И встала, оправив юбки, а потом вышла, держа голову, как шляпку гвоздя, готового стоять намертво.
Кай повернул голову в сторону стены и посмотрел прямо мне в глаза.
– Фрейя, это же ты? Войди, - он улыбнулся и шумно втянул ноздрями воздух, дыхая, - пожалуйста.
Она прошла внутрь и сделала то, что хотела: подвинула кресло к его изголовью и села. Поправила ему сползшее одеяло и потянулась к подушке.
Кай, вытянул руку, останавливая, и сделал попытку сесть. Его лоб покрыла испарина, нос заострился от усилий, пальцы впились в край кровати, но она не стала оскорблять его своей помощью. Фрейя просто сидела и смотрела сквозь его постаревшее лицо в него самого.

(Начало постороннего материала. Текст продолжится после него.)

PR #412, opened 2023-08-30
Add tab_joinpart to default config

jubalh:
So that users can easily find the option to tweak it.

Related to https://github.com/osa1/tiny/issues/262 c6d20b68 introduced this option.

### DIFF
--- a/crates/tiny/config.yml
+++ b/crates/tiny/config.yml
@@ -164,6 +164,10 @@ colors:
         bg: default
         attrs: [bold]
 
+    tab_joinpart:
+        fg: 11
+        bg: default
+
 # Custom key mappings. Syntax is:
 #
 # [key_name]: [key_action]


crates/tiny/config.yml
```diff
@@ -40,6 +42,7 @@ servers:
       # sasl:
       #   username: tiny_user
       #   password: hunter2
+      #   pem: "/home/user/.config/tiny/oftc.pem"
```
osa1, line 45: Could you also clarify somewhere (maybe right above the `sasl:` line) that you either need `pem` or `username` + `password`? Currently it looks like you need all of them if you want to use SASL authentication.

osa1 (approved):
Thanks! I added a small comment.

crates/tiny/config.yml
jubalh: I tried to make this clear with `Choose only one of the options below.` in the general sasl description at the top. But maybe I should rephrase somehow..

jubalh: Choose only one of the options below. -> Choose either `username` and `password` _or_ `pem` in the section below.

crates/tiny/config.yml
```diff
@@ -29,6 +29,9 @@ servers:
       #
       # - `pass`: Sends `PASS` IRC command when connecting.
       # - `sasl`: For SASL authentication.
+      #    You can either authenticate using a password or use a certificate
+      #    with SASL EXTERNAL. Choose either `username` and `password` _or_ `pem`
+      #    in the section below.
```
osa1, line 34: Because we're talking about `sasl` section already we should drop the "in the section below" part because it may sound like there are two sections (the `sasl` section + "the section below").

Alternatively we could also move this part right above the `sasl:` line.

osa1:
Thanks again!

PR #418, opened 2023-11-10
README.md: replace freenode reference with libera

ralphptorres:
Freenode is dead. Many open-source projects left the network due to the 2021 situation (of hostile takeover, etc.) and have since migrated to Libera.


osa1 (approved):
Thanks!

PR #419, opened 2023-11-10
PKGBUILD: add openssl-1.1 dependency

ralphptorres:
tiny does not run if libssl.so.1.1 is missing. the current dependency on openssl does not seem to address this but openssl-1.1 does

### DIFF
--- a/pkg/archlinux/PKGBUILD
+++ b/pkg/archlinux/PKGBUILD
@@ -8,7 +8,7 @@ arch=('x86_64')
 provides=('tiny')
 url="https://github.com/osa1/tiny"
 license=('MIT')
-depends=('openssl' 'dbus')
+depends=('openssl' 'openssl-1.1' 'dbus')
 makedepends=('git' 'rust' 'cargo')
 source=("git+$url#commit=5e5c90c8f6b85b5ba38c974ed8113beef0e916ed") # tag: v0.9.0
 sha512sums=(SKIP)


osa1:
Without `--no-default-features --features=tls-native` (as in this `PKGBUILD`) tiny should build with `rustls` instead of `native-tls`, and `rustls` shouldn't depend on `libssl.so`.

`ldd` output with no flags (as in `PKGBUILD`):

```
$ ldd target/debug/tiny
	linux-vdso.so.1 (0x00007ffc05bdc000)
	libgcc_s.so.1 => /lib/x86_64-linux-gnu/libgcc_s.so.1 (0x00007f9c404b6000)
	libc.so.6 => /lib/x86_64-linux-gnu/libc.so.6 (0x00007f9c3fa00000)
	/lib64/ld-linux-x86-64.so.2 (0x00007f9c404f9000)
```

There's no `libssl.so` here.

`ldd` output with `--no-default-features --features=tls-native`:

```
$ ldd target/debug/tiny
	linux-vdso.so.1 (0x00007ffce45ce000)
	libssl.so.3 => /lib/x86_64-linux-gnu/libssl.so.3 (0x00007fb6dd15c000)
	libcrypto.so.3 => /lib/x86_64-linux-gnu/libcrypto.so.3 (0x00007fb6dcc00000)
	libgcc_s.so.1 => /lib/x86_64-linux-gnu/libgcc_s.so.1 (0x00007fb6dd71b000)
	libc.so.6 => /lib/x86_64-linux-gnu/libc.so.6 (0x00007fb6dc800000)
	/lib64/ld-linux-x86-64.so.2 (0x00007fb6dd75e000)
```

This one uses `libssl.so`.

Could you update the commit in the file to the latest master branch and try again?

ralphptorres:
Sorry for this erroneous pr. Apparently, I have tiny-irc-client-bin installed which fetches the -libssl-dbus variant from this repo's releases section (hence depending on libssl.so as described). Installed that because both tiny-irc-client and tiny-irc-client-git are outdated.

On another note, the script in this repo conflicts with the latest in [AUR git]. Idk which repo serves as source of truth wrt the PKGBUILD script.

[AUR git]: https://aur.archlinux.org/cgit/aur.git/tree/PKGBUILD?h=tiny-irc-client-git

– И как я тебе? – хмыкнул он, справившись, наконец, со своим уставшим телом.
– Всё такой же...
– Ты пришла за частью себя?
Она вскинула голову, ловя его взгляд, нахмурилась и кивнула.
– Как ты догадался?
– Годы, милая, годы. Десятки лет вдали от тебя. Было время подумать. Почему ты не сказала, что это не осколки зеркала? Зачем скрывать от очередного Кая, что он из осколков твоего сердца складывает слово «вечность»? Каждый Кай полюбил тебя, как я?
– А ты полюбил? – вздрогнула она, спрашивая.